**Brief:** Each line from the one that contains "MichaelChirico: ehhh let's" to the last line of the records below must be restated word for word.
==== Extracted information
PR #673, opened 2020-12-04
use linter names in lint() results

### LINKED ISSUE #664: linter names are hard-coded
Actual:
```r
as.data.frame(lintr::lint("A = 42\n", linters = list(lala = lintr::assignment_linter)))
>  filename line_number column_number  type                        message   line
>1   <text>           1             3 style Use <-, not =, for assignment. A = 42
>             linter
>1 assignment_linter
```

Expected:
```r
as.data.frame(lintr::lint("A = 42\n", linters = list(lala = lintr::assignment_linter)))
>  filename line_number column_number  type                        message   line
>1   <text>           1             3 style Use <-, not =, for assignment. A = 42
>             linter
>1 lala
```

AshesITR:
fixes #664

- [x] implement
- [x] add tests
- [x] document


AshesITR:
Already added a test for #660 in combination with custom linter names.

R/lint.R
```diff
@@ -81,6 +81,13 @@ lint <- function(filename, linters = NULL, cache = FALSE, ..., parse_settings =
       else {
         expr_lints <- flatten_lints(linters[[linter]](expr)) # nolint
 
+        if (length(expr_lints)) {
+          expr_lints[] <- lapply(expr_lints, function(lint) {
```
MichaelChirico, line 85: how about moving this in to `flatten_list` instead?

tests/testthat/test-lint_file.R
```diff
@@ -109,3 +109,16 @@ test_that("lint() results do not depend on the position of the .lintr", {
...
   )
 })
+
+test_that("lint uses linter names", {
+  expect_lint("a = 2", list(linter = "bla"), linters = list(bla = assignment_linter), parse_settings = FALSE)
+})
+
+test_that("exclusions work with custom linter names", {
+  expect_lint(
+    "a = 2 # nolint: bla.",
```
MichaelChirico, line 119: If we're going to allow this, I hope it will be pretty clearly documented -- I can imagine it being a bit hard to track down what's happening as an outside contributor to a package that takes advantage of this...

AshesITR: I agree we should document all of #660 extremely clearly.
For configurable linters which might be used with more than one set of options (e.g. `undesirable_functions_linter`) I can't really see any alternative way that would allow a nicely formatted exclude tag.

Note that the auto names given by `with_defaults` are identical to the linter names, so most of the time this feature won't matter much.

R/lint.R
AshesITR: Thought about this too, but all other uses of `flatten_lints` / `flatten_list` don't have a linter name as context, so we'd need a conditional there which will only be fulfilled in this single call from `lint()`.

tests/testthat/test-lint_file.R
MichaelChirico: OK that makes sense. This is a good example to put in the docs/NEWS.

R/lint.R
MichaelChirico: Got it

AshesITR:
Hmm sadly GitHub hat a merge conflict in `NEWS.md` again...
I triple-checked https://www.git-scm.com/docs/gitattributes. Seems it's simply not supported.

NEWS.md
```diff
@@ -28,6 +28,8 @@
 * New `backport_linter()` for detecting mismatched R version dependencies (#506, @MichaelChirico)
 * `paren_brace_linter` and `no_tab_linter` also use more reliable matching (e.g.,
   excluding matches found in comments; #441 and #545, @russHyde)
+* Lints are now marked with the name of the `linter` that caused them instead of the name of their implementation
+  function (#664, #673, @AshesITR).
```
MichaelChirico, line 32: I think adding some more context (maybe an extra sentence) in the NEWS will be helpful -- I guess most existing users would learn about this by checking the NEWS on release, so a quick motivating example here would be good.

R/lint.R
MichaelChirico, line 85: Is there any easy way to only do this for the linters that are named differently than "default"?

tests/testthat/test-lint_file.R
```diff
@@ -109,3 +109,16 @@ test_that("lint() results do not depend on the position of the .lintr", {
     )
   )
 })
+
+test_that("lint uses linter names", {
+  expect_lint("a = 2", list(linter = "bla"), linters = list(bla = assignment_linter), parse_settings = FALSE)
```
MichaelChirico, line 114: either here in the test or in the examples (I guess that's waiting on #660 though?), it would be good to present an example like you mentioned, e.g. we could use `linters = list(bla = object_name_linter("SNAKE_CASE"))`

R/lint.R
AshesITR: Not that I'm aware of. However the linters list is auto-named so we're not breaking anything either.

tests/testthat/test-lint_file.R
AshesITR: The examples of ?exclude sound like a good place for this. Maybe even a vignette? Waiting for #660 since that's the bigger part of the feature.

R/lint.R
MichaelChirico: OK. I meant more as a way to avoid overwriting the whole list. Not crucial since the list is small.

AshesITR: Could add a check on linter != expr_lints[[1L]]$linter. WDYT?

MichaelChirico: ehhh let's leave it as is for now. That doesn't really buy us much.

NEWS.md
AshesITR: WDYT about making a bigger news all around the combination of this with #660?

The more I think about it the more I think it's worth a vignette...

MichaelChirico: Agreed. I'll write a note there.

MichaelChirico (approved):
========
**Answer box:**
MichaelChirico: ehhh let's leave it as is for now. That doesn't really buy us much.

NEWS.md
AshesITR: WDYT about making a bigger news all around the combination of this with #660?

The more I think about it the more I think it's worth a vignette...

MichaelChirico: Agreed. I'll write a note there.

MichaelChirico (approved):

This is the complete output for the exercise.